▶ _WORK TASK_
Until the line containing "4. Shut down" has been reproduced, keep reproducing each line of the material below exactly, starting with the first.

▶ _SOURCE DATA_

PR #3144, opened 2024-04-14
HMR on Windows

RumovZ:
With 9f40f0c7034594d283a7a01b64ec9a3e48f85d28, I got HMR working in the browser. But if I understood you correctly in #3077, it should also work in Qt. There I only get `ERR_CONNECTION_REFUSED` with `HMR=1`. Did it work for you, @abdnh?
The console shows nothing. Turning off the firewall didn't make a difference.

### DIFF
--- a/.vscode.dist/launch.json
+++ b/.vscode.dist/launch.json
@@ -6,9 +6,13 @@
     "configurations": [
         {
             "name": "Run",
-            "type": "python",
+            "type": "debugpy",
             "request": "launch",
             "program": "tools/run.py",
+            "args": [
+                // "-p",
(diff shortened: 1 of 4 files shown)


dae:
Thanks Rumo! I've pushed a fix for using it in Qt.

dae:
Does fiddling with `set QTWEBENGINE_CHROMIUM_FLAGS=--remote-allow-origins=http://localhost:8080` make a difference, e.g. using 127.0.0.1 instead?

abdnh:
It's caused by VLAN software as I suspected.

PR #3153, opened 2024-04-20
Fix auto sync not working on Windows shutdown

### LINKED ISSUE #2577: Changes not being synced when shutting down PC
Anki automatically syncs cards/changes when closing the program, which works just fine, when ... closing the program.

However, when the user decides to not properly do a sync or close the program, but instead just shuts down the whole PC without manually closing the program first, no final sync is happening.

This is quite easy to reproduce:
1. Sync a second device using AnkiWeb
2. Make sure they are on the same version (sync both repeatedly until no changes are done)
3. Do a change on the first device, do not sync manually
4. Shut down the PC without doing another sync
5. Sync the second device, see that no changes have happened
6. Only when booting the first device and manually doing a sync again, the second device can receive the change from step 3.

Expected behaviour:
Just as when manually closing the program, it should do a final sync on shutting down the whole device, instead of just cutting off and keeping the changes locally-only.

I'm not sure which OSes this actually happens with, I just tested with Windows - feel free to comment/add labels if other systems are affected as well.

abdnh:
Closes #2577

## Solution

This handles the [WM_QUERYENDSESSION](https://learn.microsoft.com/en-us/windows/win32/shutdown/wm-queryendsession) message to block shutdown until syncing is done.

## Reproduction

Can be tested more easily using this tool: https://github.com/stefankueng/sendmessage

### DIFF
--- a/qt/aqt/__init__.py
+++ b/qt/aqt/__init__.py
@@ -321,20 +321,19 @@ class AnkiApp(QApplication):
     def _set_windows_shutdown_block_reason(self, reason: str) -> None:
         if is_win:
             import ctypes
-            import ctypes.wintypes
+            from ctypes import windll, wintypes  # type: ignore
 
-            ctypes.windll.user32.ShutdownBlockReasonCreate(
-                ctypes.wintypes.HWND.from_param(int(mw.effectiveWinId())),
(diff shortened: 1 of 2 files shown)


dae:
Great work ! Thanks for this Abdo.

PR #3160, opened 2024-04-22
fix io draw in mobile client

krmanik:
Adding this to `onTouchstart` fix the issue.

```
const canvas = globalThis.canvas;
```
https://github.com/ankitects/anki/commit/c62e2d8df0f8bbdfedfb6d71bbf09d1ca353253f


dae:
Thanks so much for the quick fix, Mani!

PR #3162, opened 2024-04-23
Add number truncation before back-end translation

### LINKED ISSUE #3102: “1 hours today”
> I’ve noticed that if you study for exactly one hour, you’re told “Studied n cards in 1 hours today (_m_s/card).”
> This is an incredibly minor point, but ideally it would say “1 hour” instead of “1 hours” (but be plural again for “1.1 hours”, “1.2 hours”, etc.).

Originally reported on https://forums.ankiweb.net/t/1-hours-today/42956

It's caused by non-integer numbers that are rounded to an integer in format_number_values(), eg 1.0005 becomes 1.00 which ends up being to 1. I'm not sure we can easily fix this, as I think the plural choice is happening in fluent's code, not ours. Converting the fluent numbers to integers if they round to an integer might work?

lucasscharenbroch:
Fixes #3102

When the [front-end `translate`](https://github.com/ankitects/anki/blob/839fd7bc8bcafd73aac0259d2efdc273486c6a98/ts/lib/generated/ftl-helpers.ts#L17) is called, [all numbers are truncated to 2 decimal places](https://github.com/ankitects/anki/blob/839fd7bc8bcafd73aac0259d2efdc273486c6a98/ts/lib/generated/ftl-helpers.ts#L23).
The same was not true for the back-end `translate`, which seems to be the cause of this corner-case.

It appears that the Rust implementation of Fluent doesn't automatically do the truncation (before the comparison to `[one]` in FTL) according to the FluentNumberOptions (`maximum_fraction_digits`), while the JS version does. This is why my code explicitly rounds the number, where the TS only sets `maximumFractionDigits`.

### DIFF
--- a/rslib/i18n/src/lib.rs
+++ b/rslib/i18n/src/lib.rs
@@ -482,6 +482,10 @@ mod test {
             "You have 1 hat."
         );
         assert_eq!(
+            tr.translate("plural", Some(tr_args!["hats"=>1.001])),
+            "You have 1 hat."
+        );
+        assert_eq!(
             tr.translate("plural", Some(tr_args!["hats"=>1.1])),
             "You have 1.1 hats."
         );
--- a/rslib/i18n/src/lib.rs
+++ b/rslib/i18n/src/lib.rs
@@ -22,13 +22,46 @@ type FluentBundle<T> = FluentBundleOrig<T, intl_memoizer::concurrent::IntlLangMe
 
 pub use fluent::fluent_args as tr_args;
 
-pub trait Number: Into<FluentNumber> {}
-impl Number for i32 {}
-impl Number for i64 {}
-impl Number for u32 {}
-impl Number for f32 {}
-impl Number for u64 {}
-impl Number for usize {}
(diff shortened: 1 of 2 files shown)


dae:
Thanks for looking into this Lucas!

There are a couple of things that would be nice to have:

- Instead of rebuilding the args into a new container, we could apply the transformation directly in the generated code. The strings.rs file we generate creates functions like this:

```
    /// {$count} cards added.
    #[inline]
    pub fn importing_cards_added<'a>(&'a self, count: impl Number) -> Cow<'a, str> {

        let mut args = FluentArgs::new();
        args.set("count", count.into());

        self.translate("importing-cards-added", Some(args))
    }
```

For numbers, we could call a function to modify them before calling .set(), and avoid the extra work.

- A small unit test that verifies things work correctly (i.e. if the fix is removed, the unit test starts failing) would be good. You could pick a random string from the generated code to test with.

lucasscharenbroch:
Thanks, Dae!

I've made changes accordingly.

PR #3148, opened 2024-04-17
update optimal retention and parameters tooltip

L-M-Sherlock:
I removed the words about the 1000 review limitation from the tooltip of FSRS parameters, and mentioned the 400 review limitation in the tooltip of optimal retention.

PR #3165, opened 2024-04-24
Show review count with FSRS evaluation results

### LINKED ISSUE #3070: Shift revlog count from progress to return value
Sorry for barging in, but I suggest adding the review count to the "Evaluate" window.
image

_Originally posted by @Expertium in https://github.com/ankitects/anki/issues/3051#issuecomment-1987231996_

abdnh:
Closes #3070


dae:
Thanks Abdo! It might be nice to do something similar for the Optimize button, to solve https://github.com/ankitects/anki/pull/3148#issuecomment-2069698296. Since we don't have a pop-up for that one, maybe we could just display it underneath, like we do for progress. What do you think?

PR #3166, opened 2024-04-24
Use key instead of code in type-in field

### LINKED ISSUE #3069: Could the webview code use KeyboardEvent.key instead of KeyboardEvent.code?
> I attempted to upgrade from Anki 2.0.47 to 24.04beta1 but I was unable to answer any cards with a type-in-answer field like {{type:field}}. This issue occurs because I use a custom keyboard layout that swaps the enter key with the caps lock key, because I find it more ergonomic on European keyboards. While this setup works well with all other programs, the new Anki version failed to recognize my custom caps lock enter. I suspect this is because Anki is using raw keycodes instead of keysyms.

Originally reported on https://forums.ankiweb.net/t/could-the-webview-code-use-keyboardevent-key-instead-of-keyboardevent-code/42226

abdnh:
Closes #3069

This only switches to KeyboardEvent.key when Enter is handled to avoid any potential issues.

### DIFF
--- a/ts/lib/sveltelib/input-handler.ts
+++ b/ts/lib/sveltelib/input-handler.ts
@@ -116,7 +116,7 @@ function useInputHandler(): [InputHandlerAPI, SetupInputHandlerAction] {
             specialKey.dispatch({ event, action: "caretRight" });
         } else if (isArrowLeft(event)) {
             specialKey.dispatch({ event, action: "caretLeft" });
-        } else if (event.code === "Enter" || event.code === "NumpadEnter") {
+        } else if (event.key === "Enter") {
             specialKey.dispatch({ event, action: "enter" });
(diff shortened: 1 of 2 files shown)


dae:
Were you able to confirm this works with numpad enter too? My regular keyboards lack a numpad, but I have one lying around somewhere I can plug in, if you don't have one.

abdnh:
> Were you able to confirm this works with numpad enter too?

My keyboard doesn't have numpad too, but I assume it should work since no other value is listed for Enter here: https://developer.mozilla.org/en-US/docs/Web/API/UI_Events/Keyboard_event_key_values#whitespace_keys

dae:
I double-checked with a numeric keyboard just in case, and can confirm it works fine. Thanks :-)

▶ _FINAL ANSWER_
PR #3144, opened 2024-04-14
HMR on Windows

RumovZ:
With 9f40f0c7034594d283a7a01b64ec9a3e48f85d28, I got HMR working in the browser. But if I understood you correctly in #3077, it should also work in Qt. There I only get `ERR_CONNECTION_REFUSED` with `HMR=1`. Did it work for you, @abdnh?
The console shows nothing. Turning off the firewall didn't make a difference.

### DIFF
--- a/.vscode.dist/launch.json
+++ b/.vscode.dist/launch.json
@@ -6,9 +6,13 @@
     "configurations": [
         {
             "name": "Run",
-            "type": "python",
+            "type": "debugpy",
             "request": "launch",
             "program": "tools/run.py",
+            "args": [
+                // "-p",
(diff shortened: 1 of 4 files shown)


dae:
Thanks Rumo! I've pushed a fix for using it in Qt.

dae:
Does fiddling with `set QTWEBENGINE_CHROMIUM_FLAGS=--remote-allow-origins=http://localhost:8080` make a difference, e.g. using 127.0.0.1 instead?

abdnh:
It's caused by VLAN software as I suspected.

PR #3153, opened 2024-04-20
Fix auto sync not working on Windows shutdown

### LINKED ISSUE #2577: Changes not being synced when shutting down PC
Anki automatically syncs cards/changes when closing the program, which works just fine, when ... closing the program.

However, when the user decides to not properly do a sync or close the program, but instead just shuts down the whole PC without manually closing the program first, no final sync is happening.

This is quite easy to reproduce:
1. Sync a second device using AnkiWeb
2. Make sure they are on the same version (sync both repeatedly until no changes are done)
3. Do a change on the first device, do not sync manually
4. Shut down the PC without doing another sync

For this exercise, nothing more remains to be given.